Trying to time the market is inherently dangerous. It requires many different entry and exit points, while suggesting that everyday investors keep up with complex market events. Even the knowledgeable investor can have a hard time predicting bottoms. Forces such as stimulus packages and lower rates make bottom picking even more difficult. The focus should be put towards quality investments, rather than short term profit-taking. Quality companies will gain value over the long run, regardless of short term sentiment.

The world’s stock markets have been in a complete sell off. Even established companies with long histories of profits are being sold to protect investors from further drops. Take for example Toyota; even with a great history of beating expectations, the stock has been unable to avoid the sell off. When the markets drop, all stocks take a brief hit, even the most solid companies.

How the liquidity crunch can help

The liquidity crunch in the banking industry has provided a great chance to buy good companies for dirt cheap. Institutional investors have to sell positions to meet margin calls and cover their borrowed money. This creates an artificial selling pressure on companies, which can devalue even the best long term investments.

Value isn’t created by buying and selling in a matter of minutes. For most investors, the big money is in building a position in a quality company that will perform well in bear markets and perform even better in a bull market. Blue chip stocks will likely lead the rebound when equity flows back into the market and boosts share prices. Regardless of economic indicators and home sales, corporate earnings look the best they have in a number of years. Take a look at corporate giant Target, which sells at just 15 times next years earnings. For a retailer with 15% growth rates, it should be expected that the value of the company will grow when the economic indicators turn around.

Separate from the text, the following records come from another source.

PR #6927, opened 2023-01-10
go.mod: bump golang.org/x/net and dependencies

willnorris:
I don't think CVE-2022-41717 necessarily impacts us (maybe as part of funnel?), but it came up in a recent security scan so worth updating anyway.


bradfitz:
`go mod tidy` first

PR #6929, opened 2023-01-10
control/controlclient, tailcfg: add Node.Expired field, set for expired nodes

andrew-d:
Change-Id: Ia2bd6b56064416feee28aef5699ca7090940662a


control/controlclient/map.go
```diff
@@ -343,6 +345,40 @@ func undeltaPeers(mapRes *tailcfg.MapResponse, prev []*tailcfg.Node) {
...
+// removeExpiredPeers updates mapRes.Peers to remove all peers that have
+// expired per the ControlTime field in the MapResponse.
+//
+// This is a defense-in-depth against something going wrong with control such
+// that we start seeing expired peers; we'll drop them here, if so.
+func removeExpiredPeers(mapRes *tailcfg.MapResponse) {
+	if mapRes.ControlTime == nil {
+		log.Printf("netmap: removeExpiredPeers: MapResponse.ControlTime not present; skipping")
+		return
+	}
```
bradfitz, line 363: this is going to be spammy and also insufficient: most map responses don't have ControlTime set.

only the rare full path adds that.

and we don't really want those extra bytes all the time for every little update. ControlTime is supposed to be an occasional adjustment thing so the client can learn its offset.

sailorfrag: Storing the difference between control time and local time whenever the field _is_ set may be a close enough approximation, especially if we arrange for it to be sent at least once a day or something. If the difference is small enough (e.g. less than a minute), we could also simply say the local clock is fine and use local time.

sailorfrag: If we never get a ControlTime (does headscale send it?) then I'd recommend just assuming the local time is good.

andrew-d: Okay, I reworked this; we now store a delta on the `mapSession` and use that to calculate the adjusted current time before checking expiry. Thoughts?

Also: @maisem thinks that we shouldn't drop peers here, and should instead mutate their keys to be invalid; if nobody has any objections I can do that next.

bradfitz: I view mutating keys to be invalid as mostly a server-side hack for old clients.

You can _also_ do that for defense in depth, but I'd like to set a "expired bool" on the peer in the netmap so things like "tailscale ping" and magicsock and debug can say/log explicit things about peers being expired rather than obscure wireguard key mismatch errors.

maisem: dropping peers from the netmap would mean that "tailscale status" and the likes would just omit them. That's probably going to result in more support noise. It also has weird implications in terms of subnet routers.

I'd very much prefer if we just somehow blocked traffic to expired peers instead of completely dropping them.

andrew-d: Okay, we now replicate what control does and clear `Endpoints` and `DERP`, clear the node's `Key`, and add an `Expired` boolean and set it to `true` in this codepath.

control/controlclient/map.go
```diff
@@ -343,6 +352,73 @@ func undeltaPeers(mapRes *tailcfg.MapResponse, prev []*tailcfg.Node) {
...
+	if mapRes.ControlTime != nil && !mapRes.ControlTime.IsZero() {
+		delta := mapRes.ControlTime.Sub(now)
+		if delta.Abs() > minClockDelta {
+			log.Printf("[v1] netmap: removeExpiredPeers: setting clock delta to %v", delta)
+			ms.clockDelta = delta
+		}
+	}
+
+	// Adjust our current time by any saved delta to adjust for clock skew.
+	now = now.Add(ms.clockDelta)
```
maisem, line 384: maybe `controlNow := localNow.Add(ms.clockDelta)`?

control/controlclient/map.go
```diff
@@ -343,6 +352,73 @@ func undeltaPeers(mapRes *tailcfg.MapResponse, prev []*tailcfg.Node) {
...
+			continue
+		}
+
+		log.Printf("[v1] netmap: removeExpiredPeers: clearing expired peer %v", peer.StableID)
+		numExpired++
+
+		// Actually mark the node as expired
+		peer.Expired = true
+
+		// Control clears the Endpoints and DERP fields of expired
```
bradfitz, line 403: add another sentence explaining that this is insufficient, though, due to endpoints-over-DERP and DERP discovery via DRPO?

control/controlclient/map.go
```diff
@@ -343,6 +352,73 @@ func undeltaPeers(mapRes *tailcfg.MapResponse, prev []*tailcfg.Node) {
...
+// larger than this, we store an offset in our mapSession to adjust future
+// clock timings.
+const minClockDelta = 1 * time.Minute
+
+// removeExpiredPeers updates mapRes.Peers to remove all peers that have
+// expired per the ControlTime field in the MapResponse.
+//
+// This is a defense-in-depth against something going wrong with control such
+// that we start seeing expired peers; we'll drop them here, if so.
+func (ms *mapSession) removeExpiredPeers(mapRes *tailcfg.MapResponse) {
```
maisem, line 371: old docs

control/controlclient/map.go
```diff
@@ -343,6 +352,73 @@ func undeltaPeers(mapRes *tailcfg.MapResponse, prev []*tailcfg.Node) {
 	mapRes.PeersRemoved = nil
 }
 
+// For extra defense-in-depth, when we're testing expired nodes we check
+// ControlTime against this 'epoch' (set to the approximate time that this code
+// was written) such that if control (or Headscale, etc.) sends a ControlTime
+// that's sufficiently far in the past, we can safely ignore it.
+var removeExpiredPeersEpoch = time.Unix(1673373066, 0)
```
bradfitz, line 359: rename "remove expired peers" here and line 366/371 to something like "breakExpiredPeers" or "flagExpiredPeers" or "noteExpiredPeers" ?

control/controlclient/map_test.go
```diff
@@ -308,6 +308,112 @@ func TestUndeltaPeers(t *testing.T) {
 	}
 }
 
+func TestRemoveExpiredPeers(t *testing.T) {
```
bradfitz, line 311: and here

tailcfg/tailcfg.go
```diff
@@ -255,6 +255,10 @@ type Node struct {
 
 	// DataPlaneAuditLogID is the per-node logtail ID used for data plane audit logging.
 	DataPlaneAuditLogID string `json:",omitempty"`
+
+	// Expired is whether this node's key has expired. This is calculated
+	// based on a timestamp sent from control, to avoid clock skew issues.
+	Expired bool `json:",omitempty"`
```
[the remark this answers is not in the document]
andrew-d: Done

control/controlclient/map.go
andrew-d: Done

control/controlclient/map.go
```diff
@@ -343,6 +350,75 @@ func undeltaPeers(mapRes *tailcfg.MapResponse, prev []*tailcfg.Node) {
...
+// DERP field.
+func (ms *mapSession) flagExpiredPeers(mapRes *tailcfg.MapResponse) {
+	localNow := clockNow()
+
+	// If we have a ControlTime field, update our delta.
+	if mapRes.ControlTime != nil && !mapRes.ControlTime.IsZero() {
+		delta := mapRes.ControlTime.Sub(localNow)
+		if delta.Abs() > minClockDelta {
+			log.Printf("[v1] netmap: flagExpiredPeers: setting clock delta to %v", delta)
+			ms.clockDelta = delta
```
maisem, line 382: do we have to worry about resetting this to 0?

andrew-d:
Also per @maisem's request, we now mutate the node's key instead of replacing it with `1`, `2`, `3`, etc.

control/controlclient/map.go
andrew-d: Hm, for safety's sake, yes, added.

types/key/node.go
```diff
@@ -193,6 +193,23 @@ func NodePublicFromRaw32(raw mem.RO) NodePublic {
 	return ret
 }
 
+// badOldPrefix is a nodekey/discokey prefix that, when base64'd, serializes
+// with a "bad01" ("bad ol'", ~"bad old") prefix. It's used for expired node
+// keys so when we debug a customer issue, the "bad01" can jump out to us. See:
+//
+//	https://github.com/tailscale/corp/issues/8613
```
bradfitz, line 200: links to corp issues aren't really appropriate in oss.

control/controlclient/map.go
```diff
@@ -85,6 +91,7 @@ func (ms *mapSession) addUserProfile(userID tailcfg.UserID) {
 // information from prior MapResponse values.
 func (ms *mapSession) netmapForResponse(resp *tailcfg.MapResponse) *netmap.NetworkMap {
 	undeltaPeers(resp, ms.previousPeers)
+	ms.flagExpiredPeers(resp)
```
maisem, line 94: we probably need to call this with a timer for cases where control doesn't send netmap updates for a long time (or is unreachable).

control/controlclient/map.go
```diff
@@ -343,6 +350,77 @@ func undeltaPeers(mapRes *tailcfg.MapResponse, prev []*tailcfg.Node) {
...
+		// Nodes that don't expire have KeyExpiry set to the zero time
+		if peer.KeyExpiry.IsZero() || peer.KeyExpiry.After(controlNow) {
+			continue
+		}
+
+		log.Printf("[v1] netmap: flagExpiredPeers: clearing expired peer %v", peer.StableID)
+		numExpired++
+
+		// Actually mark the node as expired
+		peer.Expired = true
```
bradfitz, line 406: if it's already true, avoid some of this? at least avoid the log.Printf above?

also, I'm concerned that log print will be very noisy, even at v1. can you only log on transitions, keeping state on mapSession?

control/controlclient/map.go
andrew-d: Yep, planning on following up with that in another PR; it's a bit tricky since I think we need to create a new `NetMap`, since we can't mutate the existing one

types/key/node.go
andrew-d: Fixed

control/controlclient/map.go
andrew-d: Added a tracking `map` to only print on transition now

control/controlclient/map.go
```diff
@@ -60,11 +67,12 @@ type mapSession struct {
...
-		logf:            logger.Discard,
-		vlogf:           logger.Discard,
-		lastDNSConfig:   new(tailcfg.DNSConfig),
-		lastUserProfile: map[tailcfg.UserID]tailcfg.UserProfile{},
+		privateNodeKey:    privateNodeKey,
+		logf:              logger.Discard,
+		vlogf:             logger.Discard,
+		lastDNSConfig:     new(tailcfg.DNSConfig),
+		lastUserProfile:   map[tailcfg.UserID]tailcfg.UserProfile{},
+		previouslyExpired: make(map[tailcfg.StableNodeID]bool),
```
bradfitz, line 75: the previous line uses a different init style. match, especially since so close.

control/controlclient/map.go
```diff
@@ -343,6 +352,81 @@ func undeltaPeers(mapRes *tailcfg.MapResponse, prev []*tailcfg.Node) {
...
+	if controlNow.Before(flagExpiredPeersEpoch) {
+		log.Printf("netmap: flagExpiredPeers: [unexpected] delta-adjusted current time is before hardcoded epoch; skipping")
+		return
+	}
+
+	for _, peer := range mapRes.Peers {
+		// Nodes that don't expire have KeyExpiry set to the zero time;
+		// skip those and peers that are already marked as expired
+		// (e.g. from control).
+		if peer.KeyExpiry.IsZero() || peer.KeyExpiry.After(controlNow) || peer.Expired {
```
bradfitz, line 401: if server says peer.Expired is true, you don't want to do the map delete on line 402 I don't think.

add a new if peer.Expired { continue } after line 404?

control/controlclient/map.go
```diff
@@ -343,6 +352,81 @@ func undeltaPeers(mapRes *tailcfg.MapResponse, prev []*tailcfg.Node) {
...
+			delete(ms.previouslyExpired, peer.StableID)
+			continue
+		}
+
+		if !ms.previouslyExpired[peer.StableID] {
+			log.Printf("[v1] netmap: flagExpiredPeers: clearing expired peer %v", peer.StableID)
```
bradfitz, line 407: ms.logf, not log.Printf.

here and line 393 etc too

control/controlclient/map_test.go
```diff
@@ -321,6 +427,12 @@ func formatNodes(nodes []*tailcfg.Node) string {
 		if n.LastSeen != nil {
 			extra += fmt.Sprintf(", lastSeen=%v", n.LastSeen.Unix())
 		}
+		if n.Key != (key.NodePublic{}) {
+			extra += fmt.Sprintf(", key=%v", n.Key.String())
```
bradfitz, line 431: phew, this += string stuff is only in tests :)

extra silly that it's being done in a func that's already using strings.Builder 😂

bradfitz (approved):
LGTM otherwise

control/controlclient/map.go
andrew-d: Done

control/controlclient/map.go
andrew-d: Done; also updated the test helper to log properly

control/controlclient/map_test.go
andrew-d: Heh, fixed that up while I was here 😃

andrew-d:
Okay, looked at this with fresh eyes this morning ✅

PR #6933, opened 2023-01-10
ipn/ipnlocal: disallow unsigned peers from WoL

raggi:
Unsigned peers should not be allowed to generate Wake-on-Lan packets,
only access Funnel.

Updates #6934
Updates #7515
Updates #6475


danderson (approved):
Mildly confused about what signed means here, is it signed as in tailnet lock? From the linked bug it sounds like it's related to funnel's special locked-down status, but that's orthogonal I thought... Anyway, change itself LGTM, just a little unfamiliar with the terminology in use.

twitchyliquid64 (approved):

Investors are selling just to sell

It appears that investors are selling positions based on gut feelings, rather than corporate balance sheets and overall fundamentals. With quality stocks losing 10-15% of their value just in the last 6 months, there is plenty of money to be made by building a position and selling into the upswing. This bear market has pushed companies values down, and the future bull run will bring them back up and more.

Bargain shop

Start searching through the stock market bargain bin to find solid, long term investments. There are many bargains in today’s market, especially in the technology and retail sectors, which have bit unfairly hit by large sell offs. Selling pressure is likely to be the greatest on companies that are held widely by firms; it is entirely possible that the best investments were sold off to generate quick cash than to take profits.

Start by purchasing monthly dollar amounts in quality companies; you’ll get today’s low price and continue to build a position well into the next bull run. With stock prices depressed, the best investments are likely to be found in dividend reinvestment pans, where the ridiculously high dividend yields will be reinvested into the companies stock. Stock prices have dropped, but their dividends haven’t – this opens up a great income producing possibility by tapping high yield stocks.